In practice, if you do a thorough job at Step 2 and then apply the correct processing condition to all the types of personal data you hold, then you will pretty much be compliant and up and running both from a due diligence point of view and a compliance point of view.
Step 7 – Consent
This is a big part of the GDPR which has set a high standard for consent. I am sure we are all fed up with the relentless calls from PPI and car accident claims companies. Just where did they get our contact details?
Consent has to be specific (you can’t say we will pass your details on to interested third parties, you will now have to name those third parties and get specific consent for each type of processing activity). It has to be granular (not a one size fits all consent), clear, prominent (made separately to other T&Cs), opt-in (no pre ticked opt-in boxes), properly documented (you will need to evidence where and how the individual gave consent) and easily withdrawn (you must tell people how to withdraw consent) .
Step 8 – Children
It is unlikely that car dealers and garages will have to worry about the consent of children – those under 16 or in some circumstances 13.
Step 9 – Data breaches
You do need to ensure you properly protect peoples data and can identify a data breach. Paper invoices and the like should be kept in files out of the way of public and you should review the security of your IT systems to ensure only the right people can access certain data. If your marketing database of 10,000 customer details is hacked, you will almost certainly have a duty to advise the ICO within 72 hours of discovering the breach.
Failure to report a breach can mean a fine up to 10 million Euros. Talk Talk were recently fined £100,000 by the ICO following the personal details of 21,000 customers being leaked into the public domain by hackers and so do talk to your IT bods to make sure you have adequate provision in place to prevent a similar attack.
Step 10 – Data protection by Design and Data Protection Impact Assessments
A Data Protection Impact Assessment (DPIA) will be mandatory under the GDPR in certain circumstances such as when a manufacturer rolls out a new IT system to hold customer details but this requirement is unlikely to be a concern to most dealers and garages although it will be required if you as employer systematically monitor your employee’s internet activity. You should check with the ICO if you are unsure if your processing activities fall under the category of requiring a DPIA or alternatively wait for the new Data Protection Act to see if we are given more clarity.
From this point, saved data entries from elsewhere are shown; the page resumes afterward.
Issue #5009, opened 2020-09-25
Use values from linkerd-config in check and inject


adleong:
Depends on https://github.com/linkerd/linkerd2/issues/5008

The `linkerd check` and `linkerd inject` commands currently get their configuration by reading the `global`, `install`, or `proxy` files in the `ConfigMap/linkerd-config` resource.  They should read their configuration from the `values` file in this resource instead.  This will simplify the codebase overall and will allow us to remove the `global`, `install`, and `proxy` files.

alpeb:
Done in #5023 (for check)  and #5036 (for inject)

PR #5015, opened 2020-09-28
Decode durations from protobuf into golang correctly

Pothulapati:
This PR updates the retrieval of durations from `linkerd-config`
to have conversion into the normal Go duration. This is needed
as the duration types in protobuf and golang are different.

This did not break anything previously, as we were directly using
these fields only for protobuf generation with upgrades, but now that
we are trying to use these fields with the `Values` go types (with the
new config format) this causes the upgrade tests to fail.

This is in sync with the encoding part here https://github.com/linkerd/linkerd2/blob/db57611a33b00a8f005a7ac65c4eeb7658189e50/cli/cmd/install.go#L1255

### DIFF
--- a/cli/cmd/upgrade.go
+++ b/cli/cmd/upgrade.go
@@ -9,6 +9,7 @@ import (
 	"strings"
 	"time"
 
+	"github.com/golang/protobuf/ptypes"
 	pb "github.com/linkerd/linkerd2/controller/gen/config"
 	charts "github.com/linkerd/linkerd2/pkg/charts/linkerd2"
 	"github.com/linkerd/linkerd2/pkg/config"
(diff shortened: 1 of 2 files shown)


Pothulapati:
This was needed both with #4915 and #4941, So hence felt its better to make a separate PR and get this merged first.

adleong:
I don't think we need to do this since we're moving over to having these components load configuration either from flags or from serialized Values, as described in https://github.com/linkerd/linkerd2/issues/5009.

The only place where we should need to load the config protobuf is in the legacy upgrade scenario.

Pothulapati:
@adleong Hmmm, This was mainly needed for tests to pass, as it renders incorrectly causing **only the diff to fail** in `TestUpgrade*` tests.

As I understand from #5005, I could not find `protobuf.Duration` -> `golang.Duration conversion` in the` legacyUpgrade` logic here https://github.com/linkerd/linkerd2/blob/bac357d812fbd451656bcbd04177148a2e4e698b/cli/cmd/upgrade_legacy.go#L156. Is the conversion not needed? :thinking:

Pothulapati:
Closing this, as it's not needed anymore

PR #5019, opened 2020-09-28
Set FQN in profile resolutions

### LINKED ISSUE #5016: destination: Set a fully_qualified_name on profile resolutions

Step 11 – Data Protection Officers
Larger business will almost certainly require a dedicated Data Protection Officer but for most dealers and garages, the duties can form part of someone’s role. However, it should be noted it is not just a job title, there is a fair amount of responsibility and a lot of potential for fines if it all goes bandy.
Step 12 – International
Unless you operate outside of the UK, you don’t need to concern yourself with any cross border processing. If you do, then your lead data protection supervisory authority will be in the location of your main establishment. Again check with the ICO if you are unsure.